PR #1520, opened 2018-03-22
Remove old blob deletion pillows

emord:
I thought I had already done this, but back in May I removed these from the HQ code https://github.com/dimagi/commcare-hq/pull/15972

### DIFF
--- a/commcare-cloud-bootstrap/environment/app-processes.yml.j2
+++ b/commcare-cloud-bootstrap/environment/app-processes.yml.j2
@@ -22,11 +22,7 @@ pillows:
       num_processes: 1
     AppDbChangeFeedPillow:
       num_processes: 1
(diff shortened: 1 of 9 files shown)


emord:
Now realize that this worked when deploying in fab because it generated these configs in the current code's directory. Going to merge to get rid of some erorrs after deploying #1424

millerdev:
Are we no longer deleting unreferenced blobs? I think I'm changing my opinion on that, given the recent disk space issues we've had.

emord:
@millerdev we haven't had those pillows running since May. I'm having difficulty finding any context as to why we deleted them but I recall talking about it with you at some point. If we want those to continue, we'd also need to revert the old HQ PR

millerdev:
OK, thanks. I'll put this on my backlog to review.

PR #1522, opened 2018-03-22
Datadog rotated their key

benrudolph:
https://help.datadoghq.com/hc/en-us/articles/360000886852-Agent-APT-Repo-Key-Rotation

hit this today when deploying the datadog role

PR #1524, opened 2018-03-23
update expired apt key

snopoke:


snopoke:
https://github.com/dimagi/commcare-cloud/pull/1522

PR #1526, opened 2018-03-23
Added cchq command to update services.

emord:
Following up with an alias from my last PR. Happy to change the name if something else makes sense.

### DIFF
--- a/commcare-cloud/commcare_cloud/commands/ansible/ansible_playbook.py
+++ b/commcare-cloud/commcare_cloud/commands/ansible/ansible_playbook.py
@@ -239,8 +239,8 @@ class UpdateUsers(_AnsiblePlaybookAlias):
         return AnsiblePlaybook(self.parser).run(args, unknown_args)
 
 
-class UpdateServices(_AnsiblePlaybookAlias):
-    command = 'update-services'
+class UpdateSupervisorConfs(_AnsiblePlaybookAlias):
+    command = 'update-supervisor-confs'
     help = (
         "Updates the supervisor configuration files for services required by "
         "CommCare. These services are defined in app-processes.yml."
--- a/commcare-cloud/commcare_cloud/commands/ansible/ansible_playbook.py
+++ b/commcare-cloud/commcare_cloud/commands/ansible/ansible_playbook.py
@@ -237,3 +237,16 @@ class UpdateUsers(_AnsiblePlaybookAlias):
         args.playbook = 'deploy_stack.yml'
         unknown_args += ('--tags=users',)
         return AnsiblePlaybook(self.parser).run(args, unknown_args)
+
+
+class UpdateServices(_AnsiblePlaybookAlias):
+    command = 'update-services'
+    help = (
+        "Updates the supervisor configuration files for services required by "
+        "CommCare. These services are defined in app-processes.yml."
+    )
+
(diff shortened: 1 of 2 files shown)


commcare-cloud/commcare_cloud/commands/ansible/ansible_playbook.py
```diff
@@ -237,3 +237,16 @@ def run(self, args, unknown_args):
         args.playbook = 'deploy_stack.yml'
         unknown_args += ('--tags=users',)
         return AnsiblePlaybook(self.parser).run(args, unknown_args)
+
+
+class UpdateServices(_AnsiblePlaybookAlias):
```
mkangia: nit: can this be named better? @dannyroberts would probably have better suggestions but i think when we talk about Service it would include everything like riakcs or webworker that does not work with supervisor. Can this be names just `UpdateSupervisorConf` or `UpdateAppProcessesConf`. 
Might want to update the tag `services` as well since that is quite generic.

dannyroberts: Hmm, yeah it's a delicate balance here, and I see both sides of it. On the one hand, "update services" could mean a number of things, and on the other hand `update-app-services`, which is at least a little more specific, might be an annoying thing to remember when typing the command. (I say "app services" because webworkers _does_ happen to be run by supervisor, as do all of the other things that run off of the commcare-hq code base, whereas most/all of our third party services are run using `service`.)

I also thought maybe call it `update-app-services` with an alias to `update-services`—but that just leaves people with the vague impression that those two might do different things, so that's not great either. Right now I'm leaning towards calling it `update-services`—just because I'm okay with this tool being very "commcare-hq-"-centric and having that be implied—even though `update-app-services` is the more explict/technically correct choice. I do wish I had a more certain opinion here though.

mkangia: Thanks @dannyroberts ..
keeping things a bit vague/not definite would eventually cause confusion later.. like i shared the example of domain in hq code base over a PR earlier. At places its just a name and at places its a `Domain` object. I usually go for definite naming even if its long (from my habit working on Ruby on Rails). 
I just think using Service in the name without using `conf` would add confusion with the `service` we refer to that includes non hq services as well. Plus i am not sure if this command would be used as often that we compromise on the naming to keep it short.

I like the idea of using an alias to keep it shorter. `UpdateAppServicesConf` or `UpdateAppProcessesConf`with command `update-app-services-conf`/ `update-app-processes-conf` with alias `update-app-conf` at least puts the clarity in the class name.
(also, this is non blocking for the PR)
(just a coding style i believe, feel free to not discuss this any further if you think `update-services` is fine)

dannyroberts: Offlined with @emord a bit, and he pointed out that this doesn't actually reload supervisor, just updates the files. Maybe for now we should go with a more literal name like `update-supervisor-confs` until we've integrated this more into a process that can get its own more conceptual name.

dannyroberts:
@emord still planning to change the name and have this merged? Happy to take over that small change if you're focus right now is elsewhere, just wanted to make sure you're on board.

emord:
@dannyroberts Sorry lost track of this. updated

PR #1528, opened 2018-03-23
Stop deploying to postgres servers

emord:
I don't think there's much of a reason to deploy code to postgres as none of them need to run HQ code. May also cut down on deploys to ICDS since all of those servers need to go through the proxy and that could be a bottleneck.


fab/fab/fabfile.py
```diff
@@ -254,7 +253,7 @@ def env_common():
     # if no server specified, just don't run pillowtop
     pillowtop = servers.get('pillowtop', [])
 
-    deploy = servers.get('deploy', servers['postgresql'])[:1]
+    deploy = servers.get('deploy', servers['webworkers'])[:1]
```
emord: May be nicer to have an explicit deploy machine specified in the inventory, but this seems good enough for now

dannyroberts:
Took me a minute to understand what's happening so I'll state my understanding in case it's wrong. This PR change the machine on which management commands that are run during deploy are run from a `postgresql` machine to a `webworkers` machine. The motivation for this is that it has the effect of not needing to have the commcare-hq codebase on `postgresql` machines, which may speed up deploy a little. (Am I right in thinking this would just remove the need to update code on _one_ postgres machine, as currently all the others already don't need it?)

snopoke:
@dannyroberts although what you say is true (we only need HQ source on one PG machine) we still deploy it to all PG machines (most of our envs have more than one PG machine now and ICDS has 8)

dannyroberts:
> [...] we still deploy it to all PG machines
Brilliant! Thanks for fixing, @emord

emord:
@dimagi/team-commcare-hq FYI in case you missed this. You can no longer run management commands on db machines as they won't be updated. You must use a webworker celery or pillowtop machine

snopoke:
@emord should we just delete the releases from the DB machines to make it impossible for anyone to make that mistake?

emord:
Deleted releases for prod, softlayer and ICDS. I think all the others also run other service which need the code directories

-------

> [Task requirements]:
Would you set down, word for word, the lines from the opening of the entries above through the line with "--- a/commcare-cloud-bootstrap/environment/app-processes.yml.j2", both included, and no others?

> [Response]:
PR #1520, opened 2018-03-22
Remove old blob deletion pillows

emord:
I thought I had already done this, but back in May I removed these from the HQ code https://github.com/dimagi/commcare-hq/pull/15972

### DIFF
--- a/commcare-cloud-bootstrap/environment/app-processes.yml.j2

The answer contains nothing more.